My friend went to med school with CCD back in the day! Husband did a degree with BCD which posters now say you need further maths and A*AA! The exams have been restructured and people back then rarely got AAA (my dsis did). Just a tiny handful at a grammar school. Lots at DHs grammar did 2 A levels. He has the school magazine with results to prove it. This allows pupils to do accounting, be employed as civil servants, be employed at a bank and train to be a teacher so it was fine. It also got you into a polytechnic for a degree with good employment prospects.

twelly · 14/05/2021 23:16

There has been such a huge grade inflation that E grades in the 1980's will be more like B grades today - the numbers sitting A levels have increased in addition to this.
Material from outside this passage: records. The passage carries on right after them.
PR #4807, opened 2026-06-22
config(edxapp): double RATELIMIT_RATE from 600/m to 1200/m

feoh:
N/A

Doubles the edxapp `RATELIMIT_RATE` setting from `600/m` to `1200/m` in [`src/ol_infrastructure/applications/edxapp/k8s_configmaps.py`](https://github.com/mitodl/ol-infrastructure/blob/main/src/ol_infrastructure/applications/edxapp/k8s_configmaps.py#L638).

`RATELIMIT_RATE` is the default per-IP throttle Django's `ratelimit` decorator applies to rate-limited views in edx-platform (login, password reset, etc.). Raising it from 600 to 1200 requests per minute relaxes that throttle by 2x.

### How can this be tested?
Run `pulumi preview` against an edxapp stack and confirm the only change to the rendered ConfigMap is the `RATELIMIT_RATE` value flipping from `600/m` to `1200/m`. After deploy, the new value should be visible in the lms/cms ConfigMap and applied on pod restart.


rhysyngsun (approved):
LGTM

PR #4824, opened 2026-06-25
Disable CI alerts

shaidar:
### Summary

This change updates CloudWatch alarm behavior so CI RDS alarms remain visible for monitoring but do not trigger notifications.

### What Changed

- Added support for non-notifying alarms by honoring the existing `enabled` flag in the CloudWatch alarm component.
- Updated the CI RDS monitoring profile to create alarms with notifications disabled (`enabled: false`).

### Outcome

- CI still surfaces RDS issues in CloudWatch (state changes and history are preserved).
- CI no longer sends SNS/Rootly alerts for these alarms.
- QA and Production alert behavior is unchanged.


Ardiea (approved):
Love it.

PR #65, opened 2015-10-15
Warnings emitted from Visual Studio's Compiler "cl.exe" are not…

matlec:
…dumped (unless they are treated as an error)

### DIFF
--- a/Code/Tools/FBuild/FBuildCore/Graph/ObjectNode.cpp
+++ b/Code/Tools/FBuild/FBuildCore/Graph/ObjectNode.cpp
@@ -244,6 +244,12 @@ ObjectNode::~ObjectNode()
 		return NODE_RESULT_FAILED; // SpawnCompiler has logged error
 	}
 
+	// output any warnings
+	if( ContainsWarningsMSCL( ch.GetOut().Get(), ch.GetOutSize() ) )
+	{
+		DumpOutput( job, ch.GetOut().Get(), ch.GetOutSize(), GetName() );
+	}
+
 	const char *output = nullptr;
 	uint32_t outputSize = 0;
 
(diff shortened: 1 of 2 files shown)


ffulin:
HI there.  Thanks for the pull request.

Looking at the code, it seems like when not using the cache or distributed compilation (where FASTBuild uses /showIncludes to extract includes) the output which would be dumped if there is a warning will contain all the /showInclude info.

matlec:
Hey there!

Thanks for the review of my pull request. I just verified that ObjectNode::DumpOutput() filters the output for "#line" information, so only lines that actually contain warnings are dumped to the output. So the attached code should work as described.

ffulin:
In the /showincludes case, it's actually "note: including file:" that needs replacing, which that function also does. This means the code is ok as you've submitted it, but sadly only for English locales. (MSVC localizes the "note: including file" bit depending on the user locale :( )

I'll look into making that filtering more reliable, so I'll hold off on integrating this for the moment.

Code/Tools/FBuild/FBuildCore/Graph/ObjectNode.cpp
```diff
@@ -821,6 +827,44 @@ const char * ObjectNode::GetObjExtension() const
...
+			if( ( *lineEnd == '\r' ) || ( *lineEnd == '\n' ) )
+			{
+				break;
+			}
+			lineEnd++;
+		}
+
+		if( ( lineEnd - lineStart ) >= sizeof( warningString ) - 1 )
+		{
+			containsWarnings = containsWarnings || ( strstr( lineStart, warningString ) != nullptr );
```
ffulin: We could early out here which would also remove the need for the containsWarnings variable.

Code/Tools/FBuild/FBuildCore/Graph/ObjectNode.cpp
```diff
@@ -821,6 +827,44 @@ const char * ObjectNode::GetObjExtension() const
...
+{
+	ASSERT( IsMSVC() );
+	bool containsWarnings = false;
+	static const char warningString[] = "warning";
+
+	if( ( data == nullptr ) || ( dataSize == 0 ) )
+	{
+		return containsWarnings;
+	}
+
```
ffulin: We could take advantage of the fact that the buffer returned by Process is null terminated so we could replace most of this logic with:
```C++
return ( strstr(data, "\nwarning") != nullptr );
```
I need to do some tests to see if this string is localized though.

Code/Tools/FBuild/FBuildCore/Graph/ObjectNode.cpp
```diff
@@ -821,6 +827,44 @@ const char * ObjectNode::GetObjExtension() const
 	return m_ObjExtensionOverride.Get();
 }
 
+// ContainsWarningsMSCL
+//------------------------------------------------------------------------------
+bool ObjectNode::ContainsWarningsMSCL(const char * data, uint32_t dataSize) const
+{
```
ffulin: If we extend DetermineFlags to check for /WX (warnings as errors) we could early out of this function:
```C++
// If /WX is enabled, compilation would have failed, so we can never have warnings
if ( GetFlag( FLAG_MSVC_WARNINGS_AS_ERRORS ) )
{
   return false; // cannot contain errors
}
```

ffulin:
I've been thinking about how to reduce to overhead of this check. I've added a couple of notes about that to the pull request. Would you mind taking a look please and let me know what you think?

matlec:
I agree with your suggestions, they can further reduce the overhead introduced by this bugfix. Will you incorporate your suggestions?

ffulin:
I will take your pull request and make those additional changes.

matlec:
Great, thank you!

ffulin:
I integrated this, but then realized the pull request was against the main branch, so I've had to back it out. Since this is a relatively small change, I'll manually re-create the changes against the "dev" branch.

ffulin:
I've integrated this change into the Perforce mainline. It will be in the next release (v0.90). I also made the changes/optimizations we talked about and added unit tests.

Thanks for your change and sorry it took so long to integrate.

matlec:
Thank you again! And sorry for picking the wrong branch, I will do better next time :-)

PR #79, opened 2015-12-19
added -targets flag to list all available build targets

cyberkm:
Show list of available build targets when -targets flag added

### DIFF
--- a/Code/Tools/FBuild/FBuildApp/Main.cpp
+++ b/Code/Tools/FBuild/FBuildApp/Main.cpp
@@ -6,6 +6,8 @@
 #include "Tools/FBuild/FBuildCore/FBuild.h"
 #include "Tools/FBuild/FBuildCore/FBuildVersion.h"
 #include "Tools/FBuild/FBuildCore/FLog.h"
+#include "Tools/FBuild/FBuildCore/Graph/NodeGraph.h"
+#include "Tools/FBuild/FBuildCore/Graph/Node.h"
 
 #include "Core/Containers/Array.h"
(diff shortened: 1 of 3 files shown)


Code/Tools/FBuild/FBuildApp/Main.cpp
```diff
@@ -604,3 +620,20 @@ int WrapperIntermediateProcess( const AString & args, const FBuildOptions & opti
 }
 
 //------------------------------------------------------------------------------
+// DisplayTargetsList
```
ffulin: Each entry in the hash table is a linked list. You'll need to walk the chain (m_Next) or you won't find all the nodes when there are collisions.
You'll likely need to move this function into the NodeGraph in order to be able to access the m_Next member of Node.

Code/Tools/FBuild/FBuildCore/Graph/NodeGraph.cpp
```diff
@@ -523,6 +523,13 @@ Node * NodeGraph::GetNodeByIndex( uint32_t index ) const
 	return n;
 }
```
ffulin: If you move the DisplayTargetList function into NodeGraph, you won't need to expose this.

ffulin:
This change looks good. I'll integrate it soon.

ffulin:
I've integrated this change into the P4 mainline. It will be in the next release (v0.89).

I made small change during integration: The cmdline option is now "-showtargets" instead of "-targets".

cyberkm:
Fine by me, thanx :)

Issue #80, opened 2015-12-24
Add the ability to add #define from command line to control the build


shooshx:
Currently the only useful #defines are __WINDOWS__, __LINUX__, __OSX__ and anything that derives directly from those. It is not possible to add additional custom conditional compilation.
some use cases:
- "RELEASE_BUILD" - if I don't want to create separate structs for debug and release to avoid complexity 
- "USE_SIMD_INSTRUCTIONS"  - enables just a single compilation switch
- "WITH_GLES2_CG_SUPPORT"  - add a "-DGLES2_CG_SUPPORT" flag to all compilation
The only way to do these things today is to add more and more configurations in an ever expanding matrix of options
I propose adding a command line option "-define NAME" that would add an implicit #define to the .bff parsing.
Attached is a patch that does this.

[define_from_cmd.diff.txt](https://github.com/fastbuild/fastbuild/files/71805/define_from_cmd.diff.txt)

ffulin:
Hello

When I designed FASTBuild, I wanted to make sure that you could build multiple configurations in parallel. It's really nice to be able to build all configs (Debug & Release for example) in parallel before submitting changes (with "fbuild all" for example). A make-like command line support for defines is counter to this goal.

I think you really want to declare your permanent configs in the bff, but I can see how if you have many transient options creating a full matrix is pretty painful.

With that in mind, I see two options:

**1) In the bff**
 - declare the permanent configs (like release and debug)
 - group your temporary settings (those that aren't automatically derived from the above) together and declare them with #define and enable disable them as required:
```C++
//#define USE_SIMD_INSTRUCTIONS
#define WITH_GLES_CG_SUPPORT
```
**Pro:** Switching between Debug and Release does't cause unnecessary rebuilding
**Pro:** No changes required to FASTBuild
**Con:** Local edits to bff may be undesireable

**2) Add command line -define support**
Your patch as it stands isn't safe, because it doesn't cause the bff config to be re-evaluated when you change the defines. This means config based on those defines isn't updated and things are not rebuilt when needed. So switching between build configs won't correctly rebuild for example.
This can be fixed by extending your change to record the name and values of the defines and re-parsing if those change between builds. FASTBuild already does this for [#import ](http://fastbuild.org/docs/syntaxguide.html#import) directive, so that code could be extended to track these defines in the same way.
**Pro:** Less complicated bff / aligns with your expectations
**Con:** Rebuilds whenever you change anything
**Con:** Can't parallelize multiple configs
[...]

PR #83, opened 2016-01-24
add -define command line to control building and saved given defines to database

shooshx:
see discussion in https://github.com/fastbuild/fastbuild/issues/80
add a command line option -define
save and load the given defines to the serialized database
if there's a change (addition or omission), cause a reparsing of the .bff file, similar to what happens when an imported environment variable is changed

### DIFF
--- a/Code/Tools/FBuild/FBuildCore/Graph/NodeGraph.cpp
+++ b/Code/Tools/FBuild/FBuildCore/Graph/NodeGraph.cpp
@@ -9,6 +9,7 @@
 
 #include "Tools/FBuild/FBuildCore/BFF/BFFParser.h"
 #include "Tools/FBuild/FBuildCore/BFF/Functions/FunctionSettings.h"
+#include "Tools/FBuild/FBuildCore/BFF/BFFMacros.h"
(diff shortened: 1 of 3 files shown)


Code/Tools/FBuild/FBuildCore/Graph/NodeGraph.cpp
```diff
@@ -423,6 +461,18 @@ void NodeGraph::Save( IOStream & stream ) const
...
 
+		// externally defined variables
+		const Array< AString > & definedStrings = BFFMacros::Get().Tokens();
+		const uint32_t definedStringsSize = static_cast<uint32_t>( definedStrings.GetSize() );
+		ASSERT( definedStringsSize == definedStrings.GetSize() );
+		stream.Write( definedStringsSize );
+		for ( uint32_t i = 0; i < definedStringsSize; ++i )
+		{
+			const AString & def = definedStrings[i];
+			stream.Write(def);
```
ffulin: It seems like this will cause all tokens from the previous run to be saved, including those that were defined in the config file itself. This will cause a permanent re-parsing situation.

PR #84, opened 2016-02-10
Adds parameter .CompilerInputFilesRoot

SergeyMakeev:
We use custom build system to generate FastBuild .bff files.
Our build system generates list of files to compile using .CompilerInputFiles option.

If we include multiple files with the same name but in different directories using .CompilerInputFiles, we got the following error:

Conflicting objects found:
 File A: a.cpp
 File B: test\a.cpp

This error does not occur if we adding files using .CompilerInputPath

To fix this error new parameter .CompilerInputFilesRoot was added to Library function.
This parameter must be used with .CompilerInputFiles to generate the correct .obj file names if we have multiple files with the same name but in different directories.
I generate the subPath string using same way as subPath is generated when dirNode is known.

### DIFF
--- a/Code/Tools/FBuild/FBuildCore/BFF/Functions/FunctionObjectList.cpp
+++ b/Code/Tools/FBuild/FBuildCore/BFF/Functions/FunctionObjectList.cpp
@@ -470,15 +470,8 @@ bool FunctionObjectList::GetInputs( const BFFIterator & iter, Dependencies & inp
 		inputs.Append( dirNodes );
 	}
 
-	const char * rootDirectory = nullptr;
-	const BFFVariable * compilerInputFilesRoot = nullptr;
-	if ( GetString( iter, compilerInputFilesRoot, ".CompilerInputFilesRoot", true ) )
-	{
-		rootDirectory = compilerInputFilesRoot->GetString().Get();
-	}
-
 	// do we want to build a specific list of files?
-	if ( !GetNodeList( iter, ".CompilerInputFiles", inputs, false, rootDirectory ) )
+	if ( !GetNodeList( iter, ".CompilerInputFiles", inputs, false ) )
 	{
 		// helper will emit error
 		return false;
--- a/Code/Tools/FBuild/FBuildCore/BFF/Functions/FunctionObjectList.cpp
+++ b/Code/Tools/FBuild/FBuildCore/BFF/Functions/FunctionObjectList.cpp
@@ -470,8 +470,15 @@ bool FunctionObjectList::GetInputs( const BFFIterator & iter, Dependencies & inp
 		inputs.Append( dirNodes );
 	}
 
+	const char * rootDirectory = nullptr;
+	const BFFVariable * compilerInputFilesRoot = nullptr;
+	if ( GetString( iter, compilerInputFilesRoot, ".CompilerInputFilesRoot", true ) )
+	{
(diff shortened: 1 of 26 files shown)


ffulin:
Hello. Thanks for the pull request. 

Unfortunately, there are a few problems with this changelist as-is:
 ** 1) Doesn't work if file used in multiple projects** Since the FileNode is created with the basePath set for the very first use, it can only be used correctly in one project.  i.e. if Folder/File.cpp is used with a base path of Folder/ there is no possibility to have this file with an alternate basePath if used in multiple projects.
 ** 2) Adds a non-trivial overhead to all file nodes** The additional AString member in FileNode adds a nont-trivial memory, creation and serialization cost
 ** 3) BasePath is not checked** The basePath is used to generate the sub-path without verifying if the file is within that path. This could result in malformed paths or crashes. You have some asserts in the code in relation to this, but an end user will never see this as asserts are stripped in Release builds. (Asserts are used to check/enforce code logic rather than user inputs)
 ** 4) Missing error check on new parameter** When you retrieve the .CompilerInputFilesRoot property you don't correctly handle errors (if the user tries to set it to the wrong type for example).

I think the right way to solve this problem would be for the ObjectListNode to store the base path instead of every FileNode and apply the base path logic you have to loose files only when they begin with the path.  This would resolve issues 1), 2) and 3) as well as greatly reducing the number of files to modify in this pull request.  (Issue 4 is just a minor bug that can be resolved by returning false if GetString returns false in FunctionObjectList)

I hope that makes sense - let me know! :)

Code/Tools/FBuild/FBuildCore/BFF/Functions/FunctionObjectList.cpp
```diff
@@ -470,8 +470,15 @@ bool FunctionObjectList::GetInputs( const BFFIterator & iter, Dependencies & inp
 		inputs.Append( dirNodes );
 	}
 
+	const char * rootDirectory = nullptr;
+	const BFFVariable * compilerInputFilesRoot = nullptr;
+	if ( GetString( iter, compilerInputFilesRoot, ".CompilerInputFilesRoot", true ) )
+	{
```
ffulin: We need to return false here if GetString returns false as that indicates a parsing error has occurred.

Code/Tools/FBuild/FBuildCore/Graph/ObjectListNode.cpp
```diff
@@ -353,7 +353,20 @@ bool ObjectListNode::CreateDynamicObjectNode( Node * inputFile, const DirectoryL
...
-    }
+	}
+	else
+	{
+		// if source comes from a specific list of files, use path relative to file base directory
+		if ( inputFile->GetType() == Node::FILE_NODE )
+		{
+			FileNode * fileNode = inputFile->CastTo< FileNode >();
+			const AString & baseDir = fileNode->GetBaseDirectory();
+			if (baseDir.GetLength() > 0)
```
ffulin: This needs to check if fileName begins with the baseDir (using PathUtils::PathBeginsWith) otherwise you could end up with a corrupt filename, or worse, a crash (if baseDir was longer than fileName)

SergeyMakeev:
Thanks for the your comments.
The proposed method using ObjectListNode is much better.
I will rewrote code in such way and sent new pull request to you.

The percentage going to university has increased massively - I'm not convinced A level grades reflect ability or suitability for courses at all

merryhouse · 14/05/2021 23:20

@Zandathepanda they didn't have N in those days.

Crispynoodle · 14/05/2021 23:31

My DD did a Btec in health and social care, qualified as an OT two years ago and has just been promoted. She is living her best life. Many of her friends who did A'levels struggled at uni, changed courses and/or left or finished but are now struggling to get work in their desired area.

VanCleefArpels · 14/05/2021 23:39

I went to Oxbridge with ABB in late 1980’s. 3 A’s was really boffin territory in those days. One or two A grades was (she says modestly) really very unusual. It’s a different universe now, far more universities exist, much more expectation that most kids will go to some kind of higher education (it was a much smaller percentage back in the day - far more normal to go into an entry level
Job which would now be dressed up as a graduate position)

PresentingPercy · 14/05/2021 23:56

My dsis wasnt a boffin. School never suggested she tried for Oxbridge! I think she took A levels in 1982!